| What you need to do |
Retype, without any change, the first line of the records and every line after it through the one containing "Api to return a".

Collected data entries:
◇ ◇ ◇

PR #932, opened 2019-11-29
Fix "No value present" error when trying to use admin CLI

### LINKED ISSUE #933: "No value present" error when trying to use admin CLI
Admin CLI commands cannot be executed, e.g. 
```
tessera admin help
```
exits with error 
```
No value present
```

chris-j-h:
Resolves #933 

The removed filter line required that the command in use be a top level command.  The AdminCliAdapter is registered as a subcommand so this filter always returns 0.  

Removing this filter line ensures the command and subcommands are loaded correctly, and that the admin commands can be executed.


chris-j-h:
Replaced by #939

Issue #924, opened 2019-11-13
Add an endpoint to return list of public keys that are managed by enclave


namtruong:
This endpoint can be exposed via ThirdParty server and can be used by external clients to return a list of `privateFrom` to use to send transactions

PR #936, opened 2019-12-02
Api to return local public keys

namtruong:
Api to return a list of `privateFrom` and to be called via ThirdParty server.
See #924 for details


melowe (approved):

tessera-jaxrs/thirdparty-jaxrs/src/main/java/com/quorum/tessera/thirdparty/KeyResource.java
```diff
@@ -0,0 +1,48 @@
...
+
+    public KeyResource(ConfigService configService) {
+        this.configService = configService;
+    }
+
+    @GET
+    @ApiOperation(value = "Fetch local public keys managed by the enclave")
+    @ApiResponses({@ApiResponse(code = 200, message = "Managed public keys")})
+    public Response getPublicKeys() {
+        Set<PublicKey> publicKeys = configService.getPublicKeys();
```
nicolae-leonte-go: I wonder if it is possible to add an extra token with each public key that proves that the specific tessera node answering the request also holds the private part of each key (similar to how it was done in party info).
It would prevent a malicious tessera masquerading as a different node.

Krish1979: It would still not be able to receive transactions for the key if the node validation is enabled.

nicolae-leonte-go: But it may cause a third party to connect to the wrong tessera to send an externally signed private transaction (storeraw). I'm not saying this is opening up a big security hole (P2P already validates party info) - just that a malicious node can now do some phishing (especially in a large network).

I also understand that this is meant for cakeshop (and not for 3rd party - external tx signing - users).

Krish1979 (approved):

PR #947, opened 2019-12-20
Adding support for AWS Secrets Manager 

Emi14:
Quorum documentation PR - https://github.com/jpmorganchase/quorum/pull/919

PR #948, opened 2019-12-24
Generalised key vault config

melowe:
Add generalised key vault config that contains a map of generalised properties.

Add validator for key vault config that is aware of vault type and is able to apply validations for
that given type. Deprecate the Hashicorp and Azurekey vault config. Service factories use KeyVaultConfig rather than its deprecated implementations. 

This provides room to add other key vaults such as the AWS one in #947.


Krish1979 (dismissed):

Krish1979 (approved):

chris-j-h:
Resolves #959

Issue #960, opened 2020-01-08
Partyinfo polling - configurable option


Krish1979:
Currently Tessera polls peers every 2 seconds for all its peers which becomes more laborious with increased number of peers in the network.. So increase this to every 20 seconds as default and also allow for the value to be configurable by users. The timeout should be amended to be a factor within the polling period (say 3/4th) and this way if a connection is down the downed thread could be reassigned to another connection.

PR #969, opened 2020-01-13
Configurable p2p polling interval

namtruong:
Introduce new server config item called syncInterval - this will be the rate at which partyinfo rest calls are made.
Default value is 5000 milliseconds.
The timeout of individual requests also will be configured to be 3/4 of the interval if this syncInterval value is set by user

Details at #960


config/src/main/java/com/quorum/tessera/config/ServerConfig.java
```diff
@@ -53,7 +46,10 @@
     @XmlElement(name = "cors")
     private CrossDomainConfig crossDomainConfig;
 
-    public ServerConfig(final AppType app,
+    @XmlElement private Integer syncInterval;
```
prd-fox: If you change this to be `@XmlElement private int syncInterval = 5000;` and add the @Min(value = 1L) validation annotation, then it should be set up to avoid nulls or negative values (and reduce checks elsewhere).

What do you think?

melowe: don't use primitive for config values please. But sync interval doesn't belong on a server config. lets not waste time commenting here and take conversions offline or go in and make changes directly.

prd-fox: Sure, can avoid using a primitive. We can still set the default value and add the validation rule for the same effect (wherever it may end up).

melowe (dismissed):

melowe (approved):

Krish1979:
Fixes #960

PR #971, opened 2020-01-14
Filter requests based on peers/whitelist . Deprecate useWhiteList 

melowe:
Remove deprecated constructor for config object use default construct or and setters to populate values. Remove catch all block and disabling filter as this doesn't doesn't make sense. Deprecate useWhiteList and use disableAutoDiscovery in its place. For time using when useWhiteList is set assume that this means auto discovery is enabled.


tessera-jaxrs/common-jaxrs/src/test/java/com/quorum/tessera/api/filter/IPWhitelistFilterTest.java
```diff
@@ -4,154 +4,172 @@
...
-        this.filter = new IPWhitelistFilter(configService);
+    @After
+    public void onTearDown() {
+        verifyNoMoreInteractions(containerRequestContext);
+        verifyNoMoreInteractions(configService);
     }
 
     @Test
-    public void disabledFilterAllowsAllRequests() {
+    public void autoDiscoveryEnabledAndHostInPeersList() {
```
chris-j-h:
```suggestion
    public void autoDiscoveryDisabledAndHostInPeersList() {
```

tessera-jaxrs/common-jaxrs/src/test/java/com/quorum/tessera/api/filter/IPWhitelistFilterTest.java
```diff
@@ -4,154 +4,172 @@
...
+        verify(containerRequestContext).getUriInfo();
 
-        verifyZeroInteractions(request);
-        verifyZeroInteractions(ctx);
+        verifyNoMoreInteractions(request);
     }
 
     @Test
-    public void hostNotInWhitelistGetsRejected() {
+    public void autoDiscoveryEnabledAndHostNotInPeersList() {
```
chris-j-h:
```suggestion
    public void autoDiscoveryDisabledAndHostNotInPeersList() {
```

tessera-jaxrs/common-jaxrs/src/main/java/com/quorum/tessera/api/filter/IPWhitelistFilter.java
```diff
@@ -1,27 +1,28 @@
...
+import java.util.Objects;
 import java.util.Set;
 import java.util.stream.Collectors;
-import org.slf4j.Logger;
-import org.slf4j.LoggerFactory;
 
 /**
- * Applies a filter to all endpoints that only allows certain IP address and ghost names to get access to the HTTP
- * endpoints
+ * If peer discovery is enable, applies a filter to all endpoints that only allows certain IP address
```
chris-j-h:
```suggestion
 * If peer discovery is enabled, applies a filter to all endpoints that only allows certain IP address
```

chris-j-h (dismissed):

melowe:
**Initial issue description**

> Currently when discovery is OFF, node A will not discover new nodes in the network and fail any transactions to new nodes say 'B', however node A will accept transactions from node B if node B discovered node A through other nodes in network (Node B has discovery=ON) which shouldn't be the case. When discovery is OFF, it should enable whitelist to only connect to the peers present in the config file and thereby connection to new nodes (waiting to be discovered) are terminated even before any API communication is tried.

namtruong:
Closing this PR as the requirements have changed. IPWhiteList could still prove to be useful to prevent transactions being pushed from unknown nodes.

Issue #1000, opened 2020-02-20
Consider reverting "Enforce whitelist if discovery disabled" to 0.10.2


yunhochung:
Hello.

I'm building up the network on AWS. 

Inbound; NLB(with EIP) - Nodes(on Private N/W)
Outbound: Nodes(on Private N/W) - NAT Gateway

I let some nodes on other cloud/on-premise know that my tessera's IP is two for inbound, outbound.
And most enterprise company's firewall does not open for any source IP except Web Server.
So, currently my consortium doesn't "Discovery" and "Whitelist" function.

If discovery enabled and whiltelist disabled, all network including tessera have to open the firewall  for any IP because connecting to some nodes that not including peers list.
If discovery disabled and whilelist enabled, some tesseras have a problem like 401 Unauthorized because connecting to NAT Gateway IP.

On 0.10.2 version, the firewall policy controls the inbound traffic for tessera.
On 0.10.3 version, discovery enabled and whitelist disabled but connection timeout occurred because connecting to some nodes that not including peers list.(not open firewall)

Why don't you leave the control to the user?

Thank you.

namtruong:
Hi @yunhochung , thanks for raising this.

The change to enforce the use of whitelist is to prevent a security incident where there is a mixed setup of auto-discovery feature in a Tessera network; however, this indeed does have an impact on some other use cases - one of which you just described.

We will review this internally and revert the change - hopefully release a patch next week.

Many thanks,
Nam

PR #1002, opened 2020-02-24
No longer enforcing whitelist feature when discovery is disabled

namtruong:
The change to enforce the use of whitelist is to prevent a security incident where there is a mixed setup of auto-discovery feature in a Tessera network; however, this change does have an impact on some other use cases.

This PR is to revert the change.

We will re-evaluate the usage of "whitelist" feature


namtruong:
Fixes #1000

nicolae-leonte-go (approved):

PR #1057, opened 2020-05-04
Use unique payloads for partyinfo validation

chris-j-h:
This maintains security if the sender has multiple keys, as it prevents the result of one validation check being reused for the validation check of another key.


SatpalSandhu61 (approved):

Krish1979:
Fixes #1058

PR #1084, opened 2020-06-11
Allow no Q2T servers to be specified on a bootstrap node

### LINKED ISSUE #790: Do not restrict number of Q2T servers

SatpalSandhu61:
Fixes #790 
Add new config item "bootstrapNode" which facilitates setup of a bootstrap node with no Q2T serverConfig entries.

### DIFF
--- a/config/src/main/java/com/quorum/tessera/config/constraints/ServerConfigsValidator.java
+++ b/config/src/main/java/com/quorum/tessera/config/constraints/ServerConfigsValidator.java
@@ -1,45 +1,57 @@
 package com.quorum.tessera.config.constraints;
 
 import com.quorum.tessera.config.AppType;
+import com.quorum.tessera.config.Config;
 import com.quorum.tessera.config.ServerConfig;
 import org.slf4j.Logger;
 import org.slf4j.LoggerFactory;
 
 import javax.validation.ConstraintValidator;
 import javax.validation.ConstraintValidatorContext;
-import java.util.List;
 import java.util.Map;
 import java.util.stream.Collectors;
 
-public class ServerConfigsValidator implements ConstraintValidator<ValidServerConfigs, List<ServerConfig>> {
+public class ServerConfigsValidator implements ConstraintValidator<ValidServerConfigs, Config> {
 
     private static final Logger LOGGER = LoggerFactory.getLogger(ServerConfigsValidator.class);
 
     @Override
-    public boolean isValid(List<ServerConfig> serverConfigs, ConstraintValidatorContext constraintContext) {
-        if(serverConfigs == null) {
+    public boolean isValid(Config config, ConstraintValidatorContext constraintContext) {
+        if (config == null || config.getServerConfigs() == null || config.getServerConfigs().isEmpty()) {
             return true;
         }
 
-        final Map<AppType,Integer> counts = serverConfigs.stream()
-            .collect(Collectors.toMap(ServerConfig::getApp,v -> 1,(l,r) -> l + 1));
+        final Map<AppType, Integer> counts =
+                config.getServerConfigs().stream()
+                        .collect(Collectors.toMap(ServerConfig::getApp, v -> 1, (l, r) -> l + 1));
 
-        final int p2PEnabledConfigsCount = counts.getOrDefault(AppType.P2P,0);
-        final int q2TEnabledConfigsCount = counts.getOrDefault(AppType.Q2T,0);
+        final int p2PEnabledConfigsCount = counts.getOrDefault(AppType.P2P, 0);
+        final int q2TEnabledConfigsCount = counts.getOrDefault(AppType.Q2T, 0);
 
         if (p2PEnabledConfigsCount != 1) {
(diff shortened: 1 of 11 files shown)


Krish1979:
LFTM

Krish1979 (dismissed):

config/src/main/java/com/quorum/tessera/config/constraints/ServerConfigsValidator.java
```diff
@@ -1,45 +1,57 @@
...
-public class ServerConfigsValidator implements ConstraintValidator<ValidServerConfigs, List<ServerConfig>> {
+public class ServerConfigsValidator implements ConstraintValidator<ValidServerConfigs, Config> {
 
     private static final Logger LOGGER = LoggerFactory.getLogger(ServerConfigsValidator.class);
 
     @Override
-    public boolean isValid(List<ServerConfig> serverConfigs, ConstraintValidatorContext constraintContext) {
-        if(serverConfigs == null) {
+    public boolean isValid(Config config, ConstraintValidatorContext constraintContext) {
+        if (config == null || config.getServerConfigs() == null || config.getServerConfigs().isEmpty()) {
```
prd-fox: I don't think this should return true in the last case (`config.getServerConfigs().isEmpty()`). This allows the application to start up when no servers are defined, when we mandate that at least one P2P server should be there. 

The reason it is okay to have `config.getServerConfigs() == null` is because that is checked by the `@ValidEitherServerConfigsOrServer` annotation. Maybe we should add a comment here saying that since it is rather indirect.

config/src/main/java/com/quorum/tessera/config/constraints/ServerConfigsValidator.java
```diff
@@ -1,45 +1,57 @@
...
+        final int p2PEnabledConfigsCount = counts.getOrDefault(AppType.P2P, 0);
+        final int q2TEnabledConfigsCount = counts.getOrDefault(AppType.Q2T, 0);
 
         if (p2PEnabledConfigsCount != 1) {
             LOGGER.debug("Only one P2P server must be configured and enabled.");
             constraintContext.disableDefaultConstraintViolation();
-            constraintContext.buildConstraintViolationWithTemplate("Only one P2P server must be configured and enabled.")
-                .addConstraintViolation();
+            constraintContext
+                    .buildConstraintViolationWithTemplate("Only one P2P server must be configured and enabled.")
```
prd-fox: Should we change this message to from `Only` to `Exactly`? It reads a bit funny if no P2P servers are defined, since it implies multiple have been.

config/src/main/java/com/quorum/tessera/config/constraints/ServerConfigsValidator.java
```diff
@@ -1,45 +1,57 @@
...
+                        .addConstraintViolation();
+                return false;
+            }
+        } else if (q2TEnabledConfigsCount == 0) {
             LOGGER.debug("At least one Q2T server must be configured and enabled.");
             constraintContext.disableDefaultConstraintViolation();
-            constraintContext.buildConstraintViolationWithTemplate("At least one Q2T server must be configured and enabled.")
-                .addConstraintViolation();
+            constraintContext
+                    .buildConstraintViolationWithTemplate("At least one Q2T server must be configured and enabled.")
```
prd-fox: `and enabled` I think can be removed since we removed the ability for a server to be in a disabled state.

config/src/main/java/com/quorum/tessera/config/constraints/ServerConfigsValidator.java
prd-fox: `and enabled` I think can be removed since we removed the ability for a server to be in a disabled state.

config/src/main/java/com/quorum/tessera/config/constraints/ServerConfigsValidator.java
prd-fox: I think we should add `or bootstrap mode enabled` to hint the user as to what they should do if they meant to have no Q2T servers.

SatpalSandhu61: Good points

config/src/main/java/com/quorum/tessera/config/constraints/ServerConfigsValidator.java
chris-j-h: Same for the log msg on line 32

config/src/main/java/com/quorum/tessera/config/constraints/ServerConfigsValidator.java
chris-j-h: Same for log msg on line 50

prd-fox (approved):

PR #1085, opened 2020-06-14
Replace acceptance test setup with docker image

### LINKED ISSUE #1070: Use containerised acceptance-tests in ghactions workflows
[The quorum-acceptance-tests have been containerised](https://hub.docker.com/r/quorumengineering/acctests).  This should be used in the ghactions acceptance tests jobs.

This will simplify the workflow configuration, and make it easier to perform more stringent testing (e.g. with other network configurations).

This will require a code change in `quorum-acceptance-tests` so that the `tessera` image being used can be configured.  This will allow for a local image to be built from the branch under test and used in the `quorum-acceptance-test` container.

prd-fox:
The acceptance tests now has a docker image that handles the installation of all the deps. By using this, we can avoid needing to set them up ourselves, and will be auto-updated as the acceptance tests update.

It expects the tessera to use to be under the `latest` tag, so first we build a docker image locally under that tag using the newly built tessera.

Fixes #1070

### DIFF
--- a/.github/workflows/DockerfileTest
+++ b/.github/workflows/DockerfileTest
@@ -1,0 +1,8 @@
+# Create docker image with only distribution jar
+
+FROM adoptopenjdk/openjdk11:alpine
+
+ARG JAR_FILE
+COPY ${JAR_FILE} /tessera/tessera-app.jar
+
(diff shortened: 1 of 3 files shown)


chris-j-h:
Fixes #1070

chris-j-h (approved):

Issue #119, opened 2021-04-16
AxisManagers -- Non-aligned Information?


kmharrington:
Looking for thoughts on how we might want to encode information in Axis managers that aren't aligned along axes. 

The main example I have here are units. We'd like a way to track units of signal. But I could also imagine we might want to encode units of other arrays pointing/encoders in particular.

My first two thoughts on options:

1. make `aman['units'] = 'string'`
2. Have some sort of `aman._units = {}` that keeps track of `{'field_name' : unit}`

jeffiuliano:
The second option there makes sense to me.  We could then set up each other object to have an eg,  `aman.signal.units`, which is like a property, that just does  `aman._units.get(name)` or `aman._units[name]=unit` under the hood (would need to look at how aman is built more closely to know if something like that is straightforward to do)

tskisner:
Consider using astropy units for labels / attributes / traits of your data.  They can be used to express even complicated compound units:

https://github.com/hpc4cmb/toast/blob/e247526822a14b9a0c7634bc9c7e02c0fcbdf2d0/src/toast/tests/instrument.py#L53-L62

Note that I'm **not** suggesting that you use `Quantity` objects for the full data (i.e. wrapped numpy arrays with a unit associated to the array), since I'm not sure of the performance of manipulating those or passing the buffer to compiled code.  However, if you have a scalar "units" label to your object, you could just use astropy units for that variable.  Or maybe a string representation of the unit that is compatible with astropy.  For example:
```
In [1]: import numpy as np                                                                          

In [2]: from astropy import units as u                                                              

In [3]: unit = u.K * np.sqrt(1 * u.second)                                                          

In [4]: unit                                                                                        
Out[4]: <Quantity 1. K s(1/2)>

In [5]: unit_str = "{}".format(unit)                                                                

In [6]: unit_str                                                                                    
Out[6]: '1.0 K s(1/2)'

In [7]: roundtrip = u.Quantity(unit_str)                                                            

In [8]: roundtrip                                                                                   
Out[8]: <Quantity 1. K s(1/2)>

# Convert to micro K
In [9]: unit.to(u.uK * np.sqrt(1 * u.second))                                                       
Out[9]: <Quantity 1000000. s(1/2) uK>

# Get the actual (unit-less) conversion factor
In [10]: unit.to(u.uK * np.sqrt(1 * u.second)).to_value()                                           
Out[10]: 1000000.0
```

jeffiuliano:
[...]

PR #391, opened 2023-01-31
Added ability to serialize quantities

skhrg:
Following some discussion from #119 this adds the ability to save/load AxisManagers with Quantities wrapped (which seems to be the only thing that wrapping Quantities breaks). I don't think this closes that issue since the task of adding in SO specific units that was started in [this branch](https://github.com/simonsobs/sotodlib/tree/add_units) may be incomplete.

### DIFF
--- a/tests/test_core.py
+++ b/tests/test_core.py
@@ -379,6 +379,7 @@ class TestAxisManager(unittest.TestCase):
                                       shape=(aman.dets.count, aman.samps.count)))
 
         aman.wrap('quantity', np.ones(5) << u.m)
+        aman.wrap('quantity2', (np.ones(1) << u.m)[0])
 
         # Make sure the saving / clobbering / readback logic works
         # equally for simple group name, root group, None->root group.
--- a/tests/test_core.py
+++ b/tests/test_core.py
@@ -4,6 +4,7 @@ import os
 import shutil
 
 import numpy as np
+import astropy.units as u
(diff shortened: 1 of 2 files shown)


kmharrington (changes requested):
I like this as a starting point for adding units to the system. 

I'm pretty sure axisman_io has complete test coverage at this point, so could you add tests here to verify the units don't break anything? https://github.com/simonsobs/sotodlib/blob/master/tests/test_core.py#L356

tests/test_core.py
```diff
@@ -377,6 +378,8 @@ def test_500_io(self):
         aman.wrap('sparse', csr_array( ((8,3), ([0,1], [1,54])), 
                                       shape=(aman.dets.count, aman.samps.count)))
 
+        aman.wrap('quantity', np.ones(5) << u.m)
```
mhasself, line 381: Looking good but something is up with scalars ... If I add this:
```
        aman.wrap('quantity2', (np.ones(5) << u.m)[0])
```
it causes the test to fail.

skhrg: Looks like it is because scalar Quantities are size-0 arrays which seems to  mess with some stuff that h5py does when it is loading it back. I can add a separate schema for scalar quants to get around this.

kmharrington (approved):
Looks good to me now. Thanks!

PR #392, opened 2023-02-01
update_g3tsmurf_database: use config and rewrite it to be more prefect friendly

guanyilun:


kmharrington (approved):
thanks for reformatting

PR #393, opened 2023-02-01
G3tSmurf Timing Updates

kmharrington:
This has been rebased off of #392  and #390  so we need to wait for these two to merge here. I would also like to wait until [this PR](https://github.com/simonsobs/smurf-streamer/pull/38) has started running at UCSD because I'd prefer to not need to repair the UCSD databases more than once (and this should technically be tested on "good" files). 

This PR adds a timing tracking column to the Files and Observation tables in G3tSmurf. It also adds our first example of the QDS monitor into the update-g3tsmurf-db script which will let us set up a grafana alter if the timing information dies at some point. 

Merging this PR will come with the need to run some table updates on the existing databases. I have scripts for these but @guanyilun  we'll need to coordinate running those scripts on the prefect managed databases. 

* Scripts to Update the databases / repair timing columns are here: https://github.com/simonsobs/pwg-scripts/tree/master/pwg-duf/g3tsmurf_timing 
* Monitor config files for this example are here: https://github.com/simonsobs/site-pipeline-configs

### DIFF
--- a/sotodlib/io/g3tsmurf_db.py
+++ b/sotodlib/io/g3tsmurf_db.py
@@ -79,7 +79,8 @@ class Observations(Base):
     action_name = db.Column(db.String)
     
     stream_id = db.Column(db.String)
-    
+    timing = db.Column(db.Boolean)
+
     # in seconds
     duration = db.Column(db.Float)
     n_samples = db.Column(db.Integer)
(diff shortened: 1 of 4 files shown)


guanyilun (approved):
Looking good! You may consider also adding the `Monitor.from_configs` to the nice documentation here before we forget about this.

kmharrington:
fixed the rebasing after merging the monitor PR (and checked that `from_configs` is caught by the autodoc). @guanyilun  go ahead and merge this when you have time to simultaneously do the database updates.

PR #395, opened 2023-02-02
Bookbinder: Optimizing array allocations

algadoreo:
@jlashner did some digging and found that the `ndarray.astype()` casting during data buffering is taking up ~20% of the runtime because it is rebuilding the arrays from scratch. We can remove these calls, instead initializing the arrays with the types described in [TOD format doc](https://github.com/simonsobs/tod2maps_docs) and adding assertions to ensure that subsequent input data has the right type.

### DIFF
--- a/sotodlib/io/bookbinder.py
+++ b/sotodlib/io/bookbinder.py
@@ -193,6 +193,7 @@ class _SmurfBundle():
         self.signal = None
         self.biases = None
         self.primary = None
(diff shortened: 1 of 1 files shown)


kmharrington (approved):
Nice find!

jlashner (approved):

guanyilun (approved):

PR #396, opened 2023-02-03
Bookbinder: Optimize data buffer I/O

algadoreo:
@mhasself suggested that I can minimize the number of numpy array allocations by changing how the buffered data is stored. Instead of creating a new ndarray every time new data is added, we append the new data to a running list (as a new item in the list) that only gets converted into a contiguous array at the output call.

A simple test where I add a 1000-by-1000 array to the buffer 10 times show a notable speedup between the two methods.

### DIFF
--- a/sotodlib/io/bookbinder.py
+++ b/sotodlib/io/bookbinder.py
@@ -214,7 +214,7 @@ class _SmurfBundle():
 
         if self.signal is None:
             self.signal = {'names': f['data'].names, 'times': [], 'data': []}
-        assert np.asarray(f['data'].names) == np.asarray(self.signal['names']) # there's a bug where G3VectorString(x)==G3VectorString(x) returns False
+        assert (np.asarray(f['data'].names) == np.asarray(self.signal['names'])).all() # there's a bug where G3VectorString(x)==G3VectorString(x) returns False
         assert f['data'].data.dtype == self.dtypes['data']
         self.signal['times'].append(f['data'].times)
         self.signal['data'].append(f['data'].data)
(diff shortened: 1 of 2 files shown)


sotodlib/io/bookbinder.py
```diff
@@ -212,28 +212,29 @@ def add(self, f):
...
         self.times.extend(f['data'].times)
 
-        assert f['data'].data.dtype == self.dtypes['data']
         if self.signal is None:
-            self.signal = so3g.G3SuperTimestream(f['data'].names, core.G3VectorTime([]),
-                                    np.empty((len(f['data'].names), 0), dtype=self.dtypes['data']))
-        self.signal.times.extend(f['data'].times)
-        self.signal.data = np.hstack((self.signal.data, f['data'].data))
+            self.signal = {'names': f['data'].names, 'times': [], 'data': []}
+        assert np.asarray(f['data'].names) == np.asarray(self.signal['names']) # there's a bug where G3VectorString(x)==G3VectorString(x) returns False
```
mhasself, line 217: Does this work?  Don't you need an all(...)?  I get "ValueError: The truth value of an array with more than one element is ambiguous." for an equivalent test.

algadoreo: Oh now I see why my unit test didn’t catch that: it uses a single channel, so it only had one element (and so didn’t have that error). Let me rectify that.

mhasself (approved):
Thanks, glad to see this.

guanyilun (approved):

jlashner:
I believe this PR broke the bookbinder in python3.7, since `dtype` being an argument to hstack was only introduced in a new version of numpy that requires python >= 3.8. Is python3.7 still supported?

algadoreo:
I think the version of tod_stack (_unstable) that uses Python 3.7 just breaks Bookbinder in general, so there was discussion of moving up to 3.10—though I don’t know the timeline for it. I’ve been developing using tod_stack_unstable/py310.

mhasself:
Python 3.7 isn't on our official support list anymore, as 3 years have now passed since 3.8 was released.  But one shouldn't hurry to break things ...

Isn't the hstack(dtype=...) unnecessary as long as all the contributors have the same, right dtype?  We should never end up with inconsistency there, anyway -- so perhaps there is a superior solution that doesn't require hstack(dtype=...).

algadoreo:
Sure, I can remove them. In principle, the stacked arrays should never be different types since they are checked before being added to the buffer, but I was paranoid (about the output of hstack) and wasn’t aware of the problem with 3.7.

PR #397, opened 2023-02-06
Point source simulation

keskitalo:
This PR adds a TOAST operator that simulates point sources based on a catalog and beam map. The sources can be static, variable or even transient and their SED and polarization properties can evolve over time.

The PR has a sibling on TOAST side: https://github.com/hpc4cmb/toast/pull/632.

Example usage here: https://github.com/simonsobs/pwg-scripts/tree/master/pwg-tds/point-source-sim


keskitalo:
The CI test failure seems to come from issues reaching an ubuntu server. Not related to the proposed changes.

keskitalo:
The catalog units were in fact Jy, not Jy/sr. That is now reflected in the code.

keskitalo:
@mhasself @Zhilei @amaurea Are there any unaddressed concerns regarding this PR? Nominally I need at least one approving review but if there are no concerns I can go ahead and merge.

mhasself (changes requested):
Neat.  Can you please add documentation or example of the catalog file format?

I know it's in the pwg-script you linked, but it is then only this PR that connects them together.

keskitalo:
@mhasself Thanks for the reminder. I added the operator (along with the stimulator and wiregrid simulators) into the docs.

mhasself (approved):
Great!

◇ ◇ ◇

| Answer for this exercise |
PR #932, opened 2019-11-29
Fix "No value present" error when trying to use admin CLI

### LINKED ISSUE #933: "No value present" error when trying to use admin CLI
Admin CLI commands cannot be executed, e.g. 
```
tessera admin help
```
exits with error 
```
No value present
```

chris-j-h:
Resolves #933 

The removed filter line required that the command in use be a top level command.  The AdminCliAdapter is registered as a subcommand so this filter always returns 0.  

Removing this filter line ensures the command and subcommands are loaded correctly, and that the admin commands can be executed.


chris-j-h:
Replaced by #939

Issue #924, opened 2019-11-13
Add an endpoint to return list of public keys that are managed by enclave


namtruong:
This endpoint can be exposed via ThirdParty server and can be used by external clients to return a list of `privateFrom` to use to send transactions

PR #936, opened 2019-12-02
Api to return local public keys

namtruong:
Api to return a list of `privateFrom` and to be called via ThirdParty server.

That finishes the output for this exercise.